Conhecida como A Imperatriz do Blues, Bessie Smith foi uma das mais populares cantoras do gênero no início dos anos 1920. Após conhecer a pioneira Ma Rainey (Mo’Nique), Bessie começou a ser conhecida pelo grande público, tornando-se importante para a história da música norte-americana. Com uma produção da HBO, Bessie mostra o caminho que a levou de uma infância simples no Tennessee ao estrelato, passando por fases cruciais da sua vida. Eficiente ao conseguir transpor toda a importância do blues para a comunidade negra da época, o filme derrapa ao tentar contar todas as fases da cantora sem uma linearidade, com um roteiro fragmentado.
É necessário pontuar que o longa traz diversos acertos que o transformam em uma produção comovente, especialmente em suas atuações. Queen Latifah encarna Bessie Smith de tal forma que cada cena transborda intensidade, mostrando, talvez, o melhor trabalho da carreira da atriz, sendo favorita para levar o prêmio de melhor atriz na categoria filme para TV. Latifah impressiona ao replicar os tons de voz da cantora, muitas vezes cantando sem dublar. Marcante, também, é sua oportunidade de mostrar sua habilidade para o drama, já que no cinema a atriz costuma encarar personagem cômicos. Assim, Latifah leva o público na mão e mostra toda a vulnerabilidade da personagem em cenas emocionantes, como aquela em que aparece nua, sentada em frente ao espelho, cantando e enfrentando a constatação de sua solidão.

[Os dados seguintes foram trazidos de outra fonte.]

PR #1171, opened 2026-07-28
chore(ai): sandbox policy for local AI agent development

jeremypoulter:
## Context

This repo already has good AI-agent *guidance* (`AGENTS.md`, `docs/ai/invariants.md`, Copilot instructions) but nothing that makes an agent productive on it without constant permission prompts, and no isolation to make that safe.

The PR has two separable halves, and they can be judged independently:

1. **`scripts/openevse_test.sh`** — a test/diagnostic harness that starts, uses and tears down firmware + emulator instances inside a single invocation. Useful whether or not anyone runs a sandbox.
2. **Agent policy** — a small checked-in set of guards, plus an **opt-in** sandbox config that lives in each developer's gitignored `.claude/settings.local.json`.

## 1. The harness

Every sandboxed Bash call gets its own network namespace, so a server started in one command is gone by the next. Each subcommand therefore launches what it needs, runs your command, and tears everything down in one go — pass the command after `--`, read instance URLs from `$EVSE_URL` / `$EVSE_URL_<i>`.

```bash
scripts/openevse_test.sh all                  # unit + divert + gui
scripts/openevse_test.sh native -n 2          # 2 firmware instances, sandboxed
scripts/openevse_test.sh native -- curl -s "$EVSE_URL/status"
scripts/openevse_test.sh emulator -n 2        # 2 firmware + emulator pairs (needs docker)
scripts/openevse_test.sh integration          # the checked-in pytest suite
scripts/openevse_test.sh launch -i 1          # one long-lived pair, held until Ctrl-C
```

`launch` is the interactive one: a single pair for a given instance ID, held in the foreground so a REST client (`test/*.http`) or a second terminal can drive it. Ports, chip ID, hostname and working directory all derive from `-i`, and each has an override.

Every instance gets its own hostname and chip ID so several are addressable at once — needed for the load-sharing work in #1027, where members join a group by mDNS name. Worth one note on how: ESPAL treats the chip ID as a MAC, so `getLongId()` reverses the bytes and shifts right 16, and `getShortId()` keeps the last four hex digits — which come from **bytes 2-3**. Varying the low byte leaves every instance sharing a short ID, and with it the default hostname, the softAP SSID and the MQTT announce topic. The harness varies the `0x5678` field instead.

## 2. Policy — what ships, and what does not

Following review feedback, the sandbox is **not** imposed by the repo.

**Checked in** (`.claude/settings.json`, 22 lines) — only the portable parts:

- **Read/Edit denials** for `*.pem` (OTA signing keys), `.env` files, and `.vscode/settings.json` (holds test WiFi credentials). These tools are *not* covered by the Bash sandbox, so they need explicit rules.
- **Prompts retained** on `git push` and the device OTA flash (`curl … /update`).

Neither needs a sandbox, neither assumes anything about your machine, and neither changes your security posture.

**Opt-in** (`docs/ai/sandbox.md` → paste into your gitignored `.claude/settings.local.json`) — the egress allowlist, filesystem/credential guards, `excludedCommands`, and a starting-point `allow` list.

Turning the sandbox on decides how much autonomy an agent has on *your* machine, which is not the repo's call to make. It also is not free to adopt: it restricts egress to a fixed domain list, so anyone behind a corporate proxy or a PyPI/npm mirror that is not on it gets build failures that do not obviously point back at the config, and Ubuntu 24.04+ needs the AppArmor `bwrap` workaround on top. And it is Claude-Code-only, while `AGENTS.md` and `docs/ai/invariants.md` serve Copilot/Codex/Cursor users equally.

`.gitignore` gains `.claude/settings.local.json`.

## Known limits, stated rather than solved

- **The egress allowlist is not a containment boundary.** `github.com` and `api.anthropic.com` have to be reachable for the agent to work at all, so a determined exfiltration path stays open — and the proxy allows by hostname without inspecting TLS. Treat it as a guard against accidental reach and dependency confusion.
- **The settings schema moves quickly**, and renamed or removed keys degrade silently rather than erroring. A stale block can look protective while doing nothing.
- **The deny globs are bounded-depth on purpose** — `./*/`, `./*/*/` rather than a recursive `./**/`. Patterns resolve against the real tree and that resolution follows symlinks; `lib/` symlinks point at sibling checkouts whose `examples/*/lib/` directories symlink back to their own root, forming cycles. A recursive `**` walk never terminates on that shape — observed ~20 GB RSS before the OOM killer in the V3.x tree. Every real secret lives at depth ≤ 3, so bounding costs no coverage. **Please do not "fix" these back to `**`.**
- **For unattended / `--dangerously-skip-permissions` runs this host-level sandbox is not enough** — that needs a dev container with a default-deny egress firewall, or a VM. Deliberate follow-up, not set up here.

## Verification

- Harness exercised end to end: `native -n 2`, `emulator -n 2` (Docker), `launch` with and without an emulator, console mirroring, and Ctrl-C teardown leaving no containers, processes or run directories behind.
- Distinct identity per instance confirmed against a live pair — `mqtt_announce_topic` `openevse/announce/7856` vs `/7956`, firmware banner `OpenEVSE WiFI 7956`.
- Argument validation, `--help`, and JSON validity of both `.claude/settings.json` and the paste-in block.
- The test WiFi credentials in `.vscode/settings.json` were checked and are **not** committed (`.vscode` is gitignored), so this is not a historical leak. The deny rule is defence-in-depth.

Not yet run: the full GUI/divert-sim validation gate under the opt-in policy on a warm toolchain cache. Checklist is in `docs/ai/sandbox.md`.


jeremypoulter:
@RAR / @chris1howell please take a look, I think this will allow Cluade to just get on with stuff a bit more

RAR:
Had a proper read through this. The harness half I'd take today; the checked-in `.claude/settings.json` I'd rather we didn't ship as-is.

**Worth merging on its own:** `scripts/openevse_test.sh`, the AGENTS.md test section, and the `.gitignore` line. The one-invocation start/use/teardown shape is useful whether or not anyone runs a sandbox, and `native -- <cmd>` is a nicer entry point than the current pile of separate commands. None of it depends on the policy file.

**Concerns with `.claude/settings.json` as a shared, checked-in file:**

1. It contains `"Read(//home/jpoulter/.claude/**)"` — a hardcoded personal home path, which suggests this began life as a local settings file.

2. A repo-level settings.json applies to every Claude Code user who opens the repo, and it turns `sandbox.enabled` + `autoAllowBashIfSandboxed` on for them. That's a security-posture decision taken on the contributor's behalf. The failure mode is also unfriendly: anyone behind a corporate proxy or a PyPI/npm mirror that isn't among the 13 allowed domains gets builds failing in ways that don't obviously point back at this file, and Ubuntu 24.04 users additionally need the AppArmor `bwrap` workaround the doc describes.

3. It's Claude-Code-only. Contributors on Copilot, Codex, Cursor et al. get nothing from it, while `AGENTS.md` + `docs/ai/invariants.md` already serve all of them.

4. The allow list is brittle and machine-shaped — `divert_sim/.venv/bin/pytest`, eight near-duplicate `curl localhost:…` entries. Claude Code's settings schema also moves quickly, and renamed or removed keys degrade silently rather than erroring, so a stale policy can look protective without doing anything.

5. The egress allowlist's security value is modest by the PR's own reasoning: with `github.com` and `api.anthropic.com` allowed, the exfiltration path the list is meant to close is still open.

**What I'd suggest instead** — keep the parts that are portable and cost nothing:

- Keep the `deny` block (`*.pem`, `.env*`, `.vscode/settings.json`) and the `ask` block (`git push`, `curl *update*`) in the checked-in file. Those are good defence-in-depth for anyone with the repo, need no sandbox, and carry no machine-specific assumptions.
- Move the `sandbox` block (network allowlist, filesystem, credentials, excludedCommands) and the personal `allow` list into `docs/ai/sandbox.md` as a "paste this into your `.claude/settings.local.json`" starting point. Same knowledge captured, no policy imposed on people whose environment differs.
- Drop the `/home/jpoulter` entry either way.

That keeps the useful parts and the documented rationale, without the repo dictating each contributor's agent sandbox.

jeremypoulter:
Thanks, that's a fair read and I've taken most of it.

**Split as you suggested.** `.claude/settings.json` is now 22 lines: the `deny` block (`*.pem`, `.env*`, `.vscode/settings.json`) and the `ask` block (`git push`, OTA flash). Nothing else. The whole `sandbox` block and the `allow` list moved into `docs/ai/sandbox.md` as a "paste this into your `.claude/settings.local.json`" starting point. The personal `/home/jpoulter` entry is gone.

**On (2)** — agreed, and it was the strongest point. Nobody now inherits `sandbox.enabled` or `autoAllowBashIfSandboxed` by opening the repo, so the proxy/mirror and Ubuntu-AppArmor failure modes can't bite someone who never opted in.

**On (4)** — the allow list doesn't ship at all now. I also trimmed it 42 → 27 in the paste-in: the eight near-duplicate `curl localhost:…` globs collapse to two, and the entries that only made sense on my machine are gone (`divert_sim/.venv/bin/pytest`, both `pkill` rules, `python3 -c ' *`, the lvgl binary). `docs_coverage.py` and `sync_screenshots.py` stayed — they're CI-enforced workflows documented in AGENTS.md, not local habits. Your schema-drift sub-point I can't fix, so I've documented it instead: renamed keys degrade silently, and a stale block can look protective while doing nothing.

**On (5)** — you're right and I've stopped implying otherwise. The doc now says plainly that `github.com` and `api.anthropic.com` have to be open for the agent to work at all, so the allowlist guards against accidental reach and dependency confusion, not exfiltration.

**On (3)** — partially. What's left checked in is still a Claude-Code-only file that does nothing for Copilot/Codex/Cursor users. That's the shape your own suggestion asked for, so I've kept it, but I don't want to claim the concern is gone. If you'd rather even the deny/ask block were documentation instead of config, say so and I'll move it.

One thing worth flagging before you re-read: **the deny globs are bounded-depth on purpose** — `./*/`, `./*/*/` rather than `./**/`. Patterns resolve against the real tree and follow symlinks, and our `lib/` symlinks point at sibling checkouts whose `examples/*/lib/` symlink back to their own root. A recursive `**` walk never terminates on that — ~20 GB RSS before the OOM killer in the V3.x tree. Every real secret is at depth ≤ 3 so it costs no coverage, but it reads like a mistake in the JSON and JSON can't carry the explanation. Rationale is in `docs/ai/sandbox.md`.

The harness half is unchanged in shape, and has since grown `launch` for driving an instance from a REST client. PR description is rewritten to match.

RAR (commented):
Re-read at `70c436c5`. The split is what I was asking for: 22 lines checked in, no `sandbox` block and no `allow` list imposed on anyone, `/home/jpoulter` gone. I'd take this. Four small things from the re-read, none of them structural.

**1. `status_dump` prints `(request failed)` after a request that succeeded.**

```bash
curl -fsS --max-time 5 "${inst_url[$i]}$path" 2>/dev/null | head -c 400 || printf '(request failed)'
```

With `set -o pipefail`, once the body is larger than what curl manages to write before `head -c 400` exits, curl dies on `EPIPE` and the pipeline reports failure — so the error string gets appended right after 400 perfectly good bytes. Reproduced deterministically on a ~200 KB body; `/status` happens to squeak through today because it fits in one write, which makes this look intermittent rather than wrong. Redirect to a temp file and `head` that, or use `--max-filesize` and drop the pipe.

**2. `--help` breaks on a relative invocation from a non-root cwd.**

`usage()` reads `"${BASH_SOURCE[0]}"`, but the script has already `cd`'d to `$repo_root`, so a relative `BASH_SOURCE` no longer resolves:

```
awk: fatal: cannot open file `./openevse_test.sh' for reading: No such file or directory
```

Resolving the path once, before the `cd`, fixes it.

**3. The doc claims a little more than the config delivers.**

`docs/ai/sandbox.md` says "the built-in Read/Edit tools are *not* covered by the Bash sandbox, so `*.pem` (OTA signing keys), `.env` files, and `.vscode/settings.json` … are denied directly", and the PR description says "Read/Edit denials". The shipped file has only `Read(…)` rules. In practice `Edit` is gated anyway because it demands a prior `Read`, but `Write` isn't — a `.pem` can still be overwritten. Either mirror the globs as `Edit(…)`/`Write(…)`, or soften the wording so the file and the doc agree.

**4. `launch` drops emulated-flash state into a tracked directory.**

Default workdir is `$repo_root/test/$id`, and `test/` is where the checked-in `.http` clients live. The native binary writes `epoxyfsdata` / `epoxyeepromdata` into its cwd, and `.gitignore` only covers `divert_sim/epoxy*` — so every `launch` leaves untracked files inside a tracked directory. You're already touching `.gitignore` here, so one more line closes it.

Two things I checked rather than assumed, both fine: the bounded-depth deny globs are correct and the comment explaining them is worth keeping — the `lib/` → sibling-checkout → `examples/*/lib/` cycle really doesn't terminate under `**`. And the harness's port bases do match `tests/integration/conftest.py` (8080 emulator web, 8023 RAPI), as the comment claims.

jeremypoulter:
Good catches — three of the four were real and are fixed in `47659e51`. The fourth I can't reproduce; details below.

**1. `status_dump` printing `(request failed)` after a successful request** — confirmed and fixed. Reproduced exactly as you described: on a ~200 KB body it printed 40 good bytes then the error string; a small body was clean. It now fetches to a file and `head`s that, so curl's own exit status decides the message rather than the pipeline's. Your read on why it looks intermittent rather than wrong was spot on.

**2. `--help` on a relative invocation** — confirmed and fixed. `cd scripts && ./openevse_test.sh --help` gave exactly the awk error you quoted. The path is now resolved once, before the `cd`. Checked from `scripts/`, the repo root, an absolute path, and an unrelated cwd.

**3. Doc claiming more than the config delivers** — you're right, and I fixed the config rather than softening the wording, since your point about `Write` being the actual gap is the important one. All 11 globs are now mirrored across `Read`, `Edit` and `Write`, and the doc says explicitly that `Edit` is already gated by its own requirement to `Read` first, so `Write` is the verb doing the real work.

Given your earlier point about the schema degrading silently, I checked the verbs against the published schema rather than assuming. Worth flagging for anyone who repeats the exercise: `Write(` does **not** appear in the schema's `examples` list, which looks alarming at first, but the `permissionRule` `pattern` enumerates the valid tool names and `Write` is in it. All 35 rules validate against that pattern.

**4. `launch` dropping emulated-flash state into a tracked directory** — this one doesn't reproduce, and I think the premise is off by a couple of lines. `.gitignore` doesn't only cover `divert_sim/epoxy*`; lines 111-112 carry bare `epoxyfsdata` and `epoxyeepromdata` patterns, and a bare pattern matches at any depth:

```
$ git check-ignore -v test/1/epoxyfsdata/emeter.json
.gitignore:111:epoxyfsdata	test/1/epoxyfsdata/emeter.json

$ git status --short --untracked-files=all test/
(empty)
```

So nothing untracked is left behind and the extra `.gitignore` line would be a no-op.

The observation underneath it still stands, though: `launch` does accumulate `test/0/`, `test/1/` … inside a directory of checked-in `.http` clients. That's clutter rather than a correctness problem, so I've left the documented default alone for now — but if you'd rather it lived somewhere obviously ephemeral (`.harness/<i>`, say) I'm happy to move it, it's a one-line change plus a doc update.

Thanks also for checking the deny globs and the port bases rather than assuming — the `lib/` cycle is exactly the trap it looks like, and it's useful to have someone else confirm the comment earns its place.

E se Latifah impressiona, Mo’Nique quase a ofusca. Interpretando uma intensa Ma Rainey, a atriz vai de uma atitude rude e grosseira para uma carinhosa e compreensiva amiga, cenas que garantiram também uma indicação ao Emmy de melhor atriz coadjuvante. E não somente as duas atrizes têm espaço para brilhar. O elenco de apoio é afiado, especialmente Khandi Alexander (Plantão Médico, Scandal), roubando a cena cada vez que surge na tela. A direção de arte também funciona perfeitamente, transportando o público para a época efervescente do blues. O filme ainda flerta com questões cruciais dos Estados Unidos, como a segregação, quando negros eram separados dos brancos em banheiros, bares, restaurantes e outros lugares. Ainda que não se preocupe em problematizar a questão, o filme mostra cenas inspiradas, como Bessie enfrentando membros da Ku Klux Clan e executivos milionários de Nova York tentando ridicularizá-la.

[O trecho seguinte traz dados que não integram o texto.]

PR #1176, opened 2026-08-02
fix: handle the D9 controller fault states across the ESP32 stack

RAR:
## Problem

`OpenEVSE_Lib` 0.0.19 added four controller fault states:

| Value | State |
|---|---|
| `0x0E` | `RELAY_CLOSURE_FAULT` |
| `0x0F` | `PP_SHORTED` |
| `0x10` | `PP_MISSING` |
| `0x11` | `EEPROM_FAILURE` |

`getStateColour()` was updated when the lib was bumped, but every other consumer was missed.

The significant one is `EvseMonitor::isError()`:

```cpp
return OPENEVSE_STATE_VENT_REQUIRED <= _evse_state && _evse_state <= OPENEVSE_STATE_OVER_CURRENT;
```

The controller's fault states are **not contiguous** — `0x0C` and `0x0D` are reserved — so all four new states fall outside the range and `isError()` returns `false` for every one of them. That propagates:

- `EvseMonitor::updateEvseState()` — error path skipped
- `evse_man.cpp:356` — fault logged as `Information` instead of `Warning`
- `LedManagerTask.cpp:315,654` — neither the fault colour nor the fault blink rate

The user-visible result of a PP fault is a charger that silently refuses to charge, showing a dimmed `--` on the display, with nothing anywhere reporting a problem.

## Change

`isError()` becomes an explicit list rather than a range, so a future state addition surfaces as a missing case in review instead of silently reading as "not an error". Then the six consumers that switch on EVSE state:

| File | What |
|---|---|
| `lcd.cpp` | debug state names + 16x2 status lines |
| `lcd_lvgl.cpp` | `stateKeepsAwake()` — a fault holds the backlight on |
| `lvgl_tft/screen_common.cpp` | `state_word()` |
| `screens/screen_charge.cpp` | error icon |
| `screens/screen_manager.cpp` | backlight timeout suppression |
| `ocpp.cpp` | error code mapping |

The PP faults get their own labels (`PP MISSING` / `PP SHORTED` on the TFT, `CABLE ERROR` on the 16x2) rather than the generic `FAULT`, so the display names the actual wiring condition.

For OCPP: `RELAY_CLOSURE_FAULT` joins `PowerSwitchFailure`, `EEPROM_FAILURE` maps to `InternalError`, and the PP faults report `OtherError` with free-text detail — OCPP 1.6 has no dedicated code for proximity pilot. All three strings are in the 1.6 `ChargePointErrorCode` enumeration.

No behaviour change for any pre-existing state.

## Testing

- `openevse_wifi_tft_v1` builds clean; all seven modified files compile in that env
- `isError()` logic checked against the real `OPENEVSE_STATE_*` values from the pinned `OpenEVSE_Lib#0.0.19` — all 20 cases, including that reserved `0x0C`/`0x0D` remain non-errors
- Flashed to a TFT unit and confirmed healthy through a normal charge session, which exercises the edited switches without regression

Not yet exercised on hardware: the PP fault path itself. Reproducing it needs a controller in `PP_MISSING`.

## How it was found

A SAMD NXT running `9.0.0.SAMD` with PP auto-ampacity enabled and no PP wire connected: the controller entered `PP_MISSING` and the TFT showed `--`.


chris1howell (approved):

jeremypoulter:
Kindof sounds like this is a bug in the safety firmware, but guess there is no option but to fix it at a higher level. But I do wonder if the isError should be moved to the OpenEVSE library?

O filme sofre do mesmo mal de inúmeras biografias. Como resumir a vida de alguém em quase duas horas de duração, sem que as coisas pareçam muito apressadas ou os personagens caricatos?
Porém, com um roteiro que claramente busca apenas enaltecer a persona de Bessie, sempre mesclando sua relação com o blues, o filme sofre do mesmo mal de inúmeras biografias. Como resumir a vida de alguém em quase duas horas de duração, sem que as coisas pareçam muito apressadas ou os personagens caricatos? O problema do longa é que ele tenta abraçar todos os fatos relevantes que aconteceram na turbulenta vida da cantora, sem conseguir, de fato, se aprofundar. São mostrados alguns flashbacks de sua vida para entender seu temperamento difícil, mas não fica claro o que realmente acontece. Vemos Bessie tendo problemas para conseguir um contrato com uma gravadora, sua bissexualidade, seus problemas com a bebida, seus amantes e diversos outros episódios que parecem cenas fragmentadas sem ligação direta. Assim, Bessie, ainda que interessante, se torna uma obra frágil, quase chegando ao seu ápice, mas sempre recuando.

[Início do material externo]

PR #1178, opened 2026-08-03
feat(rfid): add RC522 SPI reader support

tooraj2011:
## RC522 RFID Reader Support

This PR adds MFRC522/RC522 SPI RFID reader support as an alternative to the existing PN532 NFC reader.

### Changes
- Added `ENABLE_RC522` RFID backend
- Added `openevse_wifi_v1_rc522` PlatformIO environment
- Added RC522 SPI driver implementation
- Added RC522 build and user documentation
- Added MFRC522 clone version `0x88` support
- Improved reader timeout handling and false failure detection
- Fixed RC522 reset pin conflict with MCP9808 I2C (GPIO22 → GPIO4)

### Validation
- Built successfully:
- python -m platformio run -e openevse_wifi_v1_rc522

Build result:

SUCCESS

### Hardware
Default RC522 wiring:
- SS: GPIO5
- RST: GPIO4
- SCK: GPIO18
- MOSI: GPIO23
- MISO: GPIO19

PN532 support remains unchanged.

### DIFF
--- a/src/main.cpp
+++ b/src/main.cpp
@@ -63,6 +63,10 @@
 #include "rc522.h"
 #endif
 
+#if defined(ENABLE_PN532) && defined(ENABLE_RC522)
+#error "ENABLE_PN532 and ENABLE_RC522 are mutually exclusive — use separate PlatformIO envs"
+#endif
+
 #include "LedManagerTask.h"
 #include "event_log.h"
 #include "evse_man.h"
@@ -200,8 +204,8 @@ void setup()
   pn532.begin();
   rfid.begin(evse, pn532);
 #elif defined(ENABLE_RC522)
-  rc522.begin();
   rfid.begin(evse, rc522);
+  rc522.begin();
 #else
   rfid.begin(evse, rfidNullDevice);
 #endif
--- a/src/main.cpp
+++ b/src/main.cpp
@@ -59,6 +59,10 @@
 #include "pn532.h"
 #endif
 
+#if defined(ENABLE_RC522)
+#include "rc522.h"
+#endif
+
 #include "LedManagerTask.h"
 #include "event_log.h"
 #include "evse_man.h"
@@ -195,6 +199,9 @@ void setup()
 #if defined(ENABLE_PN532)
   pn532.begin();
   rfid.begin(evse, pn532);
+#elif defined(ENABLE_RC522)
+  rc522.begin();
+  rfid.begin(evse, rc522);
 #else
   rfid.begin(evse, rfidNullDevice);
 #endif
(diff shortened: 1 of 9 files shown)


tooraj2011:
Friendly ping. When someone has time, I'd appreciate a review of this PR. Thank you!

src/main.cpp
```diff
@@ -195,6 +203,9 @@ void setup()
 #if defined(ENABLE_PN532)
   pn532.begin();
   rfid.begin(evse, pn532);
+#elif defined(ENABLE_RC522)
+  rfid.begin(evse, rc522);
+  rc522.begin();
```
jeremypoulter: I think the driver should probably be initialised before passing into the RFID module
```suggestion
  rc522.begin();
  rfid.begin(evse, rc522);
```

src/rc522.cpp
```diff
@@ -0,0 +1,211 @@
...
+    // one-shot can false-negative (reader still powering up) and would otherwise
+    // report absent until reboot. readerPresent() returns this cached flag; probeReader()
+    // actively refreshes it over SPI.
+#if defined(RC522_SPI_SCK) && defined(RC522_SPI_MISO) && defined(RC522_SPI_MOSI)
+    _spi->begin(RC522_SPI_SCK, RC522_SPI_MISO, RC522_SPI_MOSI, _ss_pin);
+#else
+    _spi->begin();
+#endif
+
+    _mfrc522.PCD_Init(_ss_pin, _rst_pin);
```
jeremypoulter, line 67: This seems to duplicate the code in initialise, should this just call initialise then do the check?

src/rc522.cpp
```diff
@@ -0,0 +1,211 @@
...
+    // even when RFID is disabled in config.
+    probeReader();
+    MicroTask.startTask(this);
+}
+
+bool RC522Reader::probeReader() {
+    if (_initialized && !_failure) {
+        // Already communicating — avoid resetting the chip mid-session.
+        return true;
+    }
```
jeremypoulter: Is this correct? Does initialised with no failures equate to a reader being present, if initialised and there was a failure should we try again?

Maybe should be:

```suggestion
    if (_initialized) {
        // Already communicating — avoid resetting the chip mid-session.
        return _present;
    }
```

src/rc522.cpp
```diff
@@ -0,0 +1,211 @@
...
+        lcd.display("RFID chip not found", 0, 1, 5 * 1000, LCD_CLEAR_LINE);
+        _failure = true;
+        _initialized = false;
+        _present = false;
+    }
+
+    if (!_initialized || _failure) {
+        initialize();
+        return POLL_DELAY;
+    }
```
jeremypoulter, line 203: Seems like this should be at the top of the loop or probably in `begin` or `setup`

O filme falha justamente ao não se aprofundar no psicológico da personagem. O público entende que a cantora era brilhante e intempestiva, mas não há como conter a sensação de déjà vu ao ver outra grande mulher que bebe sem controle, briga, xinga e intimida todos ao redor. Se não fosse o talento de Latifah, Bessie poderia ser uma sucessão de cenas sem muito impacto. Com uma direção ora segura, ora frágil de Dee Rees, o filme não inova em sua narrativa, mostrando ao público apenas momentos-chave de Bessie, ignorando uma linearidade que a produção pede. Assim, da mesma forma em que Bessie se torna famossa rapidamente, vemos sua derrocada chegar, concluindo o filme de forma um tanto quanto preguiçosa.
Porém, é sempre gratificante assistir a uma produção que enaltece as lutas de personalidades que ajudaram na evolução da sociedade, enfrentando tempos cruéis e tentando encontrar seu lugar no mundo. Ainda que permeado por falhas narrativas, o filme fascina, até mesmo quem nunca teve contato com as obras da cantora Acima de tudo, Bessie tem a ótima intensão de lembrar e registrar um capítulo crucial para os Estados Unidos, homenageando o espírito e a essência do blues, reafirmando a importância de Bessie Smith no legado da música.